Burns calls Shamas a “pioneer” who brought attention to a “hidden issue.”
Fast forward to today and that labeling is a thorn in Israel’s side.
Exports from Israeli settlements make up only about 1 percent of total Israeli exports, estimates Ohad Cohen, head of Israel’s Foreign Trade Commission. And they dwarf Palestinian products in volume.
But the distinction Shamas helped forge on those lingerie labels still applies.
For example, in 1995, a year after the Palestinian Authority came into existence, the U.S. changed its policy and forbade the word “Israel” from appearing on products from the West Bank or Gaza, including the phrase “Israeli occupied.” They can say “West Bank” or “Gaza” now, though enforcement is often lax.
Last year’s EU ruling requiring special labels for Israeli settlements in the West Bank was a watershed. European officials said they were just informing consumers about product origins, but you can hear Shamas’ old logic in their reasoning – that diplomatic policies apply in trade.
“What we want to achieve with this is simply to ensure that we are abiding by the legal standards that we have put down ourselves,” says the EU’s ambassador to Israel, Lars Faaborg-Anderson.
Those rules are just starting to take hold but have already caused problems for Israeli settler and farmer David Elhayani. He said all the attention makes it harder to get his dates and herbs into European shops.
Six or seven years ago, he says, 80 percent of his date crop went to Europe.
“Most of our products are now going to Russia,” he said.
Prices are lower. “It affects us,” he added. “And when I mean us, it’s the families, the children, the growers.”
Critics of the EU decision say it is actually being inconsistent by requiring special labels only for Israeli settlements, not other territories considered occupied around the world.
International law expert Eugene Kontorovich of Northwestern University and Israel’s Kohelet Policy Forum, who has written extensively on the subject, says Europe is using the technical issue of product labeling to pressure Israel politically.

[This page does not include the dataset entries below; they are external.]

PR #1416, opened 2024-08-01
Remove testserver codecoverage publishing

weshaggard:


eng/pipelines/templates/steps/build-test-go.yaml
```diff
@@ -129,12 +128,3 @@ steps:
       testRunner: JUnit
       testResultsFiles: ${{ parameters.GoTestPath }}/**/report.xml
       failTaskOnFailedTests: true
-
-  - ${{if and(ne(variables['Build.Reason'], 'PullRequest'), eq(parameters.PublishAutorestCoverage, true))}}:
```
jhendrixMSFT, line 133: Is this no longer supported?

weshaggard: Correct do to security we cannot use SAS tokens any longer and instead of updating the tooling we decided to stop publishing coverage.

RickWinter: > Correct do to security we cannot use SAS tokens any longer and instead of updating the tooling we decided to stop publishing coverage.

How are we tracking the CADL code coverage now? What is the plan to bring back support for this?
//cc @lmazuel, @allenjzhang

weshaggard: The cadl ranch code coverage is still happening this is only the autorest testserver coverage.

jhendrixMSFT (approved):

eng/pipelines/templates/steps/build-test-go.yaml
RickWinter: What's the plan for bringing this coverage tracking back? Is there an issue tracking that work?

weshaggard: No we are retiring the publishing of the coverage reports for autorest. It still exists with cadl-ranch for the newer typespec code gen.

PR #1425, opened 2024-08-14
Don't prune base models annotated as output types

jhendrixMSFT:
If the type has been marked as output then preserve it.


packages/typespec-go/src/tcgcadapter/types.ts
```diff
@@ -878,7 +878,9 @@ export class typeAdapter {
         // exclude any polymorphic root type from the check
         // as we always need to include the root type even
         // if it's not referenced.
-        if (!parent.discriminatedSubtypes && !baseModels.has(parent.name)) {
+        // also exclude types that have been explicitly annotated
+        // as output types.
+        if (!parent.discriminatedSubtypes && (model.usage & tsp.UsageFlags.Output) !== tsp.UsageFlags.Output && !baseModels.has(parent.name)) {
```
RickWinter: Nit: This was confusing to read. Maybe split the if onto multiple lines? Or put the middle condition into a wrapped paran to make it more visible that `(model.usage & tsp.UsageFlags.Output) !== tsp.UsageFlags.Output` is a condition.

RickWinter (approved):

PR #1427, opened 2024-08-22
adopt typespec and tcgc new version

tadelesh:
three main changes in this PR:
1. we will use relative path from tcgc in example comment
2. tcgc has a breaking change for endpoint: https://github.com/Azure/typespec-azure/pull/1155. currently, endpoint will always be overridable, so there will be multiple endpoints. i just pick the first one as a workaround. i don't know whether we should support it.
3. add `explode` and `allowReserved` support for uri template, which resolve: https://github.com/Azure/autorest.go/issues/1423, https://github.com/Azure/autorest.go/issues/1422


packages/typespec-go/test/cadlranch/authentication/http/customgroup/zz_custom_client.go
```diff
@@ -44,6 +46,8 @@ func (client *CustomClient) Invalid(ctx context.Context, options *CustomClientIn
 
 // invalidCreateRequest creates the Invalid request.
 func (client *CustomClient) invalidCreateRequest(ctx context.Context, _ *CustomClientInvalidOptions) (*policy.Request, error) {
+	host := "{endpoint}"
+	host = strings.ReplaceAll(host, "{endpoint}", client.endpoint)
```
jhendrixMSFT, line 50: We should skip the replacement step when the endpoint is singular.

packages/typespec-go/src/tcgcadapter/clients.ts
```diff
@@ -90,23 +90,32 @@ export class clientAdapter {
...
+            paramType = param.type.values[0];
+          }
           // this will either be a fixed or templated host
           // don't set the fixed host for ARM as it isn't used
           if (this.ta.codeModel.type !== 'azure-arm') {
-            goClient.host = param.type.serverUrl;
+            goClient.host = paramType.serverUrl;
           }
-          if (param.type.templateArguments.length === 0) {
+          if (paramType.templateArguments.length === 0) {
```
jhendrixMSFT, line 106: I've been thinking about this and I'd like to remove the host template and require the full URL just like we do in Rust. See https://github.com/Azure/autorest.rust/blob/main/packages/typespec-rust/src/tcgcadapter/adapter.ts#L392-L395

RickWinter (approved):

packages/typespec-go/test/cadlranch/authentication/http/customgroup/zz_custom_client.go
tadelesh: from tcgc result, the current `endpoint` is sth like:
```
@server(
  "{endpoint}",
  "Testserver endpoint",
  {
    endpoint: url = "http://localhost:3000",
  }
)
```
do you mean, we should fall back to constant for this case?

jhendrixMSFT: To take a step back, the original design of track 2 clients is that their constructors take an endpoint, a credential if authentication is required, and an options type. For Go, since we don't emit constructors for data-plane at present, we decided to emit the fixed endpoint as a `const` since it's not configurable. This is an exceptional case as data-plane services require and endpoint and ARM uses the `cloud.Configuration` to determine the endpoint.

I read through the issues and if I correctly understand them, the goal is to provide an option to specify an endpoint even when it's fixed. This essentially means that the endpoint has a client-side default value, effectively pushing the endpoint to the client options.

If/when we decide to emit client constructors for data-plane, I think we'll want to make the endpoint parameter mandatory, never pushing it to client options even if there's a client-side default value. This means that the clients will have an `endpoint` field, and we'd directly consume that in the method bodies.

```go
req, err := runtime.NewRequest(ctx, http.MethodGet, runtime.JoinPaths(client.endpoint, urlPath))
```

tadelesh: Let me split into two parts:
For ARM, we use `cloud.Configuration` to determine the endpoint. So, whatever tcgc give the emitter for the endpoint parameter, we always ignore it, right?
For data plan, we do not generate the ctor at present, how should we deal with the following three cases:
1. User defines a fixed endpoint, tcgc will give emitter an optional endpoint parameter with client default value.
According to your reply, it seems we should put it into client options, right?
2. User defines sth like `{endpoint}`, tcgc will give emitter a required endpoint parameter.
For this case, it should be a client property like the code you referred, right?
3. User defines sth like `https://api.{host}.com`, tcgc will give emitter a union type, one variant is a requirement endpoint parameter like 2, another is required endpoint with `host` templated argument.
How should we deal with this?
4. User defines several different endpoint, tcgc will give emitter a union type with variants of above.
How should we deal with multiple endpoint definition?

jhendrixMSFT: For ARM you're correct, we do nothing (i.e. just what we're doing at present).

For Azure data-plane, I don't think we want to support these scenarios verbatim, and just always require the complete endpoint as the first constructor param.

For unbranded data-plane, we will need to decide how we want to surface this.

Until we have this sorted, it might be best to leave the codegen as it was (i.e. don't change any emitted code with this PR).

CC @JeffreyRichter

tadelesh: got it. refined the logic, please help to review.

jhendrixMSFT (approved):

“The reason the Europeans are doing this and not doing overt political measures is because overt political measures would require a consensus of the EU that they don’t have,” he said.
Critics also point out that Palestinians working for Israeli farms and factories in the West Bank are affected. One prominent recent example was a controversy over the location of the factory for the Sodastream drinks maker.
And even though the overall economic impact is still small and technically just deals with how a product is marked, Israel says the implications are part of a effort to bring economic pressure on the country.
“The labeling is just one part of the big plan,” says Cohen, of Israel’s Foreign Trade Commission.